The next day 11th July, Aggressive New Long was witnessed, where price and cumulative OI both increased along with high delivery and Volume. Post that, if you only look at the Volume and Delivery column, there was continuous high delivery and Volume in the stock. But the main focus point is on 11th July when Aggressive New Long occurred. Let’s now have a look at the daily chart of RBL Bank on TradingView
To learn more, Watch Mr. Vivek Bajaj explaining how to track the position of Operators in f&o stocks using the Derivatives Analytics.
Now, let’s understand the next tab under Derivatives Analytics, which is;
Next under the Options, you can view the list of stocks in f&o along with the following data for your analysis:
Monthly Sparkline Chart: It is a line chart depicting the trend in the spot price of the stock over the last 1 month. It gives you a quick overview of the ongoing trend of the stock.
Put Call Ratio: As PCR is already explained earlier, this gives the latest PCR of a stock.
Change in Put Call Ratio: It is the absolute change in the put-call ratio from its previous trading day. An increase in Put Call Ratio indicates that the traders are creating more positions in the puts than calls and vice versa. If depicted the change in PCR from a sellers point of view, an increase in PCR over time indicates a bullish signal in the stock and vice versa.
Spot Price and %Change in Spot Price: Spot price is the last trading price at the close of the last trading day and the % change is calculated from the previous trading day’s last traded price.
Therefore, Derivative Analytics is a valuable analytical tool that plays a crucial role in conducting research on stocks in f&o and also the overall derivatives market.
Enhancements in Derivative Analytics
Tracking stock-wise past open interest trends can provide valuable insights for traders and investors. Open interest is the total number of outstanding or open futures or options contracts for a particular security.
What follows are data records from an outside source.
PR #14824, opened 2026-08-11
fix(i18n): make APM sensor calibration strings translatable

coolebyak:
## Summary

- Wrap the `Simple Accelerometer Calibration` label in `qsTr()`.
- Replace the dynamically generated `qsTr()` input for latitude and longitude
  with a stable source string using `%1` and `%2` placeholders.
- Add translator context for the coordinate placeholders.

## Problem

The calibration label is currently hard-coded in English.

The coordinate string is interpolated before it is passed to `qsTr()`, so the
runtime value cannot match a stable key in the translation catalog.

## Test plan

- Verified that only `APMSensorsComponent.qml` is modified.
- Ran `git diff --check`.
- Verified by code inspection that both coordinate values are preserved.

## Additional context

Both issues were confirmed against the current `master` branch.

### DIFF
--- a/src/AutoPilotPlugins/APM/APMSensorsComponent.qml
+++ b/src/AutoPilotPlugins/APM/APMSensorsComponent.qml
@@ -506,7 +506,7 @@ SetupPage {
                             }
 
                             QGCCheckBox {
-                                text: "Simple Accelerometer Calibration"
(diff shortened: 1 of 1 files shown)


DonLakeFlyer:

PR #295, opened 2026-04-07
fix: resolve upload duplicate-key errors with generation counter

Destrayon:
## What

Eliminates all duplicate-key (23505) and FK-violation (23503) errors during concurrent uploads, re-uploads, and deletes by adding a **generation counter** to documents — a pattern used by LlamaIndex, LangChain, and Azure AI Search.

## Why

The original approach tried to handle concurrent upload races via exception catching (stale-row fallback lookups, `DbUpdateException` recovery). This was fragile — each fix exposed a new race window. The generation counter makes the system **self-healing**: even if cancellation races or misses, stale jobs harmlessly self-terminate.

## How

- **`DocumentEntity.Generation`** — monotonically increasing integer (default 1), incremented atomically via `INSERT...ON CONFLICT DO UPDATE SET generation = documents.generation + 1`
- **`StoreAsync` returns `StoreResult(DocumentId, Generation)`** — callers get the winning row's ID and current generation
- **`IngestionJob` + `IngestionOptions` carry `Generation`** — `0` means "skip check" (reindex/watcher/sync), non-zero triggers stale detection
- **Two generation checks in `IngestionPipeline`:**
  1. At start — before parsing/chunking/embedding (skips immediately)
  2. Before chunk insertion — catches re-uploads during long embedding calls
- **Removed** fallback/recovery code (stale-row lookup by path, `DbUpdateException` catch, `IsDuplicatePathConflict`)
- **Progress interface promotion** — `UpdateJobStatus`, `GetAllStatuses`, `RegisterJobCancellation`, `UnregisterJobCancellation` moved from concrete `IngestionQueue` to `IIngestionQueue` interface

## Test plan

- [x] Upload a file — ingests successfully with `gen=1`
- [x] Delete mid-ingestion — worker logs cancellation, no FK violations
- [x] Re-upload while ingesting — old job skipped (generation mismatch), new job completes
- [x] Rapid re-uploads — no 23505 errors, only latest version ingested
- [x] All 584 unit tests pass

Closes #295

### DIFF
--- a/src/Connapse.Core/Interfaces/IDocumentStore.cs
+++ b/src/Connapse.Core/Interfaces/IDocumentStore.cs
@@ -2,7 +2,7 @@ namespace Connapse.Core.Interfaces;
 
 public interface IDocumentStore
 {
-    Task<string> StoreAsync(Document document, CancellationToken ct = default);
+    Task<StoreResult> StoreAsync(Document document, CancellationToken ct = default);
     Task<Document?> GetAsync(string documentId, CancellationToken ct = default);
     Task<IReadOnlyList<Document>> ListAsync(Guid containerId, string? pathPrefix = null, int skip = 0, int take = 50, CancellationToken ct = default);
     Task DeleteAsync(string documentId, CancellationToken ct = default);
--- a/src/Connapse.Core/Interfaces/IIngestionQueue.cs
+++ b/src/Connapse.Core/Interfaces/IIngestionQueue.cs
@@ -37,6 +37,31 @@ public interface IIngestionQueue
     /// Gets the current queue depth.
     /// </summary>
     int QueueDepth { get; }
+
+    /// <summary>
+    /// Updates the status of a job (phase, progress, error).
+    /// </summary>
+    void UpdateJobStatus(
+        string jobId,
+        IngestionJobState state,
+        IngestionPhase? currentPhase = null,
+        double percentComplete = 0,
+        string? errorMessage = null);
+
+    /// <summary>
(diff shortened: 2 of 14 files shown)


Destrayon:
### Code review

Found 1 issue:

1. **Chunk purge uses the wrong document ID on the stale-row fallback path.** When `FindAsync(documentId)` returns null and the fallback `FirstOrDefaultAsync` by `(container, path)` finds a stale row (lines 126-132), `documentEntity` is reassigned to the stale row (which has a different `Id`), but `documentId` — used for the chunk purge at line 199 — is never updated. The purge `Where(c => c.DocumentId == documentId)` targets the *new* upload's GUID, which has no chunks yet, so the purge is a no-op. Stale chunks from the old row survive, doubling the chunk count on each re-upload. The same issue applies in the `DbUpdateException` recovery path (line 189 sets `isReindex = true` but `documentId` still refers to the original GUID). The code comment on line 196-197 explicitly warns: "Without this, every re-index doubles the chunk count, polluting search results." Fix: use `documentEntity.Id` instead of `documentId` in the chunk purge query, or reassign `documentId = documentEntity.Id` after each fallback/recovery reassignment.

https://github.com/Destrayon/Connapse/blob/88e9114fc52df0fa2720d589506bd22bde8d7b6a/src/Connapse.Ingestion/Pipeline/IngestionPipeline.cs#L196-L201

🤖 Generated with [Claude Code](https://claude.ai/code)

<sub>- If this code review was useful, please react with 👍. Otherwise, react with 👎.</sub>

PR #297, opened 2026-04-08
refactor: derived state pattern for optimistic bulk delete

Destrayon:
## Summary

Replaces brittle flag-based coordination for delete operations with a derived state pattern using `_pendingDeleteIds`. Follows Figma's LiveGraph "shadow state" approach:

```
DisplayedList = ServerState - PendingDeletions
```

### What changed

- Added `HashSet<string> _pendingDeleteIds` — entries in this set are filtered from `VisibleEntries` (the rendered list)
- `BulkDeleteSelected()` adds all selected IDs to the set upfront (entries vanish immediately), then deletes server-side. On failure, removes from set (entry reappears)
- `DeleteEntry()` — same pattern for single file delete
- `RefreshEntries()` — preserved-entry logic also filters out pending deletes
- Render loop, `ToggleSelectAll`, `AllSelected`, empty-folder check all use `VisibleEntries`

### What was removed

- No `entries.Remove()` / `entries.Add()` during delete (no list mutation)
- No `Task.Yield()` render flushing hacks
- No `HandleIngestionProgress` guards/early-returns
- No timing-dependent boolean flag coordination

### Why

The previous approach (PR #296) had `entries` mutated by three concurrent actors (user delete, ingestion progress handler, RefreshEntries) coordinated by boolean flags. This caused Firefox-only failures and each fix created a new regression. The `_pendingDeleteIds` set is the single coordination mechanism — background handlers keep running normally but can't make pending-delete entries visible.

## Files changed

Only `src/Connapse.Web/Components/Pages/FileBrowser.razor`

## Test plan

- [x] Upload files, bulk delete while processing — files vanish immediately
- [x] No ghost entries after page refresh
- [x] Upload without deleting — files stay visible (no regression)
- [x] Works in Chrome and Firefox
- [x] Works through Cloudflare (www.connapse.com)

### DIFF
--- a/src/Connapse.Core/Interfaces/IDocumentStore.cs
+++ b/src/Connapse.Core/Interfaces/IDocumentStore.cs
@@ -2,7 +2,7 @@ namespace Connapse.Core.Interfaces;
 
 public interface IDocumentStore
 {
-    Task<string> StoreAsync(Document document, CancellationToken ct = default);
+    Task<StoreResult> StoreAsync(Document document, CancellationToken ct = default);
     Task<Document?> GetAsync(string documentId, CancellationToken ct = default);
     Task<IReadOnlyList<Document>> ListAsync(Guid containerId, string? pathPrefix = null, int skip = 0, int take = 50, CancellationToken ct = default);
     Task DeleteAsync(string documentId, CancellationToken ct = default);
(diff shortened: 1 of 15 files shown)


Destrayon:
Closing — will recreate from clean main branch

Issue #54, opened 2026-03-03
Add CLI Reference and MCP Integration pages to wiki


Destrayon:
## Description
Create wiki pages documenting the Connapse CLI tool and MCP (Model Context Protocol) integration. CLI Reference covers installation, available commands, and usage examples. MCP Integration covers Claude Desktop setup and available tools.

## Acceptance Criteria
- [ ] **CLI Reference** page with:
  - Installation methods (npm global, from source)
  - Command reference with syntax, options, and examples
  - Global flags and configuration
  - Self-update instructions
  - Common workflows (container management, document upload, search)
- [ ] **MCP Integration** page with:
  - What MCP is and why it matters
  - Claude Desktop configuration (JSON config snippet)
  - Available MCP tools and their descriptions
  - Usage examples and tips
  - Troubleshooting common connection issues
- [ ] Sidebar updated with links

## Implementation Notes
- CLI commands defined in `src/Connapse.Cli/` — review for complete command list
- MCP tools defined in `src/Connapse.Mcp/` — review for complete tool list
- README has a brief MCP section that can be expanded
- CLI reference may need to be written largely from scratch

## Size Estimate
S — ~120-150 lines across 2 wiki pages

## Related
Parent: #52

Issue #53, opened 2026-03-03
Add Getting Started and Deployment guides to wiki


Destrayon:
## Description
Create the Getting Started and Deployment Guide wiki pages. Getting Started is the primary onboarding path for new users. Deployment Guide covers production Docker Compose setup, environment configuration, PostgreSQL+pgvector requirements, and backup/restore procedures.

## Acceptance Criteria
- [ ] **Getting Started** page with:
  - Prerequisites (Docker, .NET 9, PostgreSQL+pgvector)
  - Docker Compose quickstart (copy-paste ready)
  - Creating first container and uploading a document
  - Running first search query
  - Links to CLI and MCP pages for next steps
- [ ] **Deployment Guide** page with:
  - Full Docker Compose configuration reference
  - Environment variables table with descriptions and defaults
  - PostgreSQL setup (pgvector extension, connection strings)
  - Volume mounts and persistent storage
  - Backup and restore procedures
  - Production hardening tips (HTTPS, secrets management)
- [ ] Sidebar updated with links to both pages

## Implementation Notes
- Distill from `docs/deployment.md` (27K, very thorough) — wiki version should be more concise and task-oriented
- Getting Started content partially exists in README.md quickstart section
- Target audience: sysadmin or developer deploying Connapse for the first time

## Size Estimate
M — ~200-250 lines across 2 wiki pages

## Related
Parent: #52

Issue #52, opened 2026-03-03
Set up GitHub Wiki with structure, Home page, and sidebar navigation


Destrayon:
## Description
Enable the GitHub Wiki on the Connapse repository and establish the foundational structure: Home page with project overview and navigation, sidebar with organized page links, and footer with repo links. The wiki becomes the primary user-facing documentation hub, while `/docs/` remains the developer/architecture reference.

## Acceptance Criteria
- [ ] GitHub Wiki enabled on the repository
- [ ] Home page with project overview, feature highlights, and quick navigation
- [ ] `_Sidebar.md` with organized sections (Getting Started, Configuration, Integrations, Reference)
- [ ] `_Footer.md` with links to repo, issues, discussions, and project board
- [ ] README.md updated to point users to wiki for documentation
- [ ] `/docs/` files retained as developer reference (architecture, plans, API internals)

## Implementation Notes
- GitHub Wiki is a separate git repo: `https://github.com/Destrayon/Connapse.wiki.git`
- Pages are Markdown files at root level — no subdirectory support
- `_Sidebar.md` and `_Footer.md` are special navigation files
- Consider adding a note to `/docs/` README clarifying the docs vs wiki split

## Size Estimate
S — ~80-100 lines across Home + Sidebar + Footer

## Related
Parent issue for all wiki sub-issues

PR #309, opened 2026-04-18
fix: bind JWT iss to AS URL for RFC 9068 compliance

Destrayon:
## Summary

Binds the JWT `iss` claim to `{scheme}://{host}` (the authorization-server issuer identifier advertised by `/.well-known/oauth-authorization-server`) instead of the literal `JwtSettings.Issuer` string. Strict MCP clients validate the token's `iss` against AS metadata per RFC 9068 §2.2 / RFC 8414 and silently discard mismatches, which was masking an otherwise-successful token exchange.

## What changed

- `JwtTokenService.GenerateAccessToken`, `GenerateTokenPairAsync`, `RefreshTokenAsync` all accept an optional `issuer` override. Falls back to `JwtSettings.Issuer` if not supplied so existing callers / tests are unaffected.
- `OAuthEndpoints` computes `issuer = {scheme}://{host}` at both authorization-code and refresh-token grants and threads it through the token service.
- `IdentityServiceExtensions` sets `ValidateIssuer = false`. Signature validation plus the existing canonical-URI audience check in `OnTokenValidated` are sufficient; a static-string issuer can't express multi-hostname / prefix-mounted deployments.

Symmetric with the RFC 8707 audience binding in #308 — same pattern: the submodule stays tenant-unaware by deriving identity-server identity from the current request.

## Test plan

- [x] `dotnet test` — all 25 Identity tests pass (existing tests mint with `settings.Issuer` default, still validates in `ValidateToken`)
- [ ] Verify token's `iss` matches AS metadata via Claude Code CLI against a deployed server
- [ ] Custom MCP connector from claude.ai web remains blocked by [claude.ai-side bug](https://github.com/anthropics/claude-code/issues/46140) — out of scope for this PR

## References

- [RFC 9068 §2.2 — JWT Profile for OAuth 2.0 Access Tokens, iss claim](https://www.rfc-editor.org/rfc/rfc9068#section-2.2)
- [RFC 8414 — OAuth 2.0 Authorization Server Metadata](https://www.rfc-editor.org/rfc/rfc8414)
- [MCP Authorization spec 2025-06-18](https://modelcontextprotocol.io/specification/2025-06-18/basic/authorization)

## Summary by CodeRabbit

* **Improvements**
  * JWT validation now logs richer diagnostic warnings when audience checks fail, including request path and token audience details.
  * Authentication now enforces audience matching in custom validation while allowing per-request issuer evaluation for clearer multi-authority behavior.
  * Token issuance and refresh support an optional issuer override so minted tokens can reflect the request-derived issuer for better cross-origin portability.

### DIFF
--- a/src/Connapse.Identity/IdentityServiceExtensions.cs
+++ b/src/Connapse.Identity/IdentityServiceExtensions.cs
@@ -2,6 +2,7 @@ using System.Security.Cryptography;
 using System.Text;
 using Connapse.Core;
 using Connapse.Core.Interfaces;
+using Connapse.Core.Utilities;
 using Connapse.Identity.Authentication;
 using Connapse.Identity.Authorization;
 using Connapse.Identity.Data;
@@ -253,9 +254,12 @@ public static class IdentityServiceExtensions
                             .CreateLogger("JwtAud.Validate");
                         diagLogger.LogWarning(
                             "JWT audience mismatch at {Scheme}://{Host}{PathBase}{Path}: token auds=[{Audiences}] static='{StaticAud}'",
-                            request.Scheme, request.Host.Value, request.PathBase, request.Path,
-                            string.Join(", ", audList),
-                            jwtSettings.Audience);
+                            request.Scheme,
+                            LogSanitizer.Sanitize(request.Host.Value),
+                            LogSanitizer.Sanitize(request.PathBase.Value ?? string.Empty),
+                            LogSanitizer.Sanitize(request.Path.Value ?? string.Empty),
+                            LogSanitizer.Sanitize(string.Join(", ", audList)),
+                            LogSanitizer.Sanitize(jwtSettings.Audience));
 
                         context.Fail("Audience does not match this server.");
                         return Task.CompletedTask;
--- a/src/Connapse.Identity/IdentityServiceExtensions.cs
+++ b/src/Connapse.Identity/IdentityServiceExtensions.cs
@@ -254,7 +254,7 @@ public static class IdentityServiceExtensions
                             .CreateLogger("JwtAud.Validate");
                         diagLogger.LogWarning(
                             "JWT audience mismatch at {Scheme}://{Host}{PathBase}{Path}: token auds=[{Audiences}] static='{StaticAud}'",
-                            request.Scheme,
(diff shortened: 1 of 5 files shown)


Destrayon:
## CodeRabbit autofix run

Reviewed all 6 unresolved threads. Applied 1 fix in commit `4008196f1bd4091a5286b424f5716bde4946d6d5`.

### ✅ Applied

**🟠 Major — Sanitize log values with `LogSanitizer`** (`src/Connapse.Identity/IdentityServiceExtensions.cs:254`)

Wrapped `request.Host`, `PathBase`, `Path`, the joined audience list, and `jwtSettings.Audience` with `LogSanitizer.Sanitize()` per the project convention in `CLAUDE.md`. This also resolves the 3 CodeQL `cs/log-forging` alerts (#52, #53, #54) on the same log statement.

### ❌ Declined (with reasoning)

**🔴 Critical — Add explicit issuer validation** (`IdentityServiceExtensions.cs:188`)

`ValidateIssuer = false` is a deliberate design choice — the inline comment at lines 181–187 explains it, and it's the central change of this PR. The audience check at lines 243–248 already validates that any RFC 8707 resource-bound audience matches the request's `scheme + authority`. Per RFC 9068 §2.2, the `iss` claim equals the AS metadata URL (`{scheme}://{host}`), which is the same URL the audience binds to. So the existing audience check transitively enforces the issuer invariant for the resource-bound flow, and the static-audience legacy flow is anchored by the signing-key check.

Adding `ValidIssuer = jwtSettings.Issuer` would re-introduce the exact multi-host / reverse-proxy-prefix problem this PR was opened to fix — a static issuer string can't express a deployment reachable via multiple hostnames or mounted under a tenant slug. CodeRabbit's suggested `OnTokenValidated` issuer check is also redundant with the audience scheme+authority check it sits next to.

**🟡 Minor — Clarify `ValidateToken` issuer policy** (`Services/JwtTokenService.cs:27`)

`ValidateToken` already has an inline comment block at lines 162–167 explaining that the helper is intentionally standalone (no HTTP context, so no RFC 8707 audience check) and that callers needing per-deployment audience checks must go through the auth pipeline. The same constraint applies to issuer validation by extension. This is a doc-clarity nit, not a bug — the design rationale is captured at the call site.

By analyzing historical open interest data, you can gain a better understanding of market sentiment, potential price movements, and the level of participation in a specific stock.
Open interest data is usually presented as a time series, showing how open interest has changed over time. You can analyze this data to identify trends, patterns, and anomalies.
Get access to derivatives analytics data for the last 1 week to interpret and analyse trends and also get access to the last 60 days of OI trend data for futures and options for all stocks which will enable you to track the Open Interest trends in relation to market movements for the stocks driving your analysis stronger.
The Bottom Line
Understanding the importance of derivatives data and their complexities is essential for informed decision-making. Derivative Analytics empowers traders and investors with valuable insights and data-driven strategies. By leveraging this powerful tool, users can gain a deeper understanding of derivatives market dynamics, assess risks, and identify potential opportunities.
At StockEdge, we are dedicated to providing a seamless and enriching experience to our users, enabling them to navigate the world of derivatives confidently and make well-informed choices in their financial journey.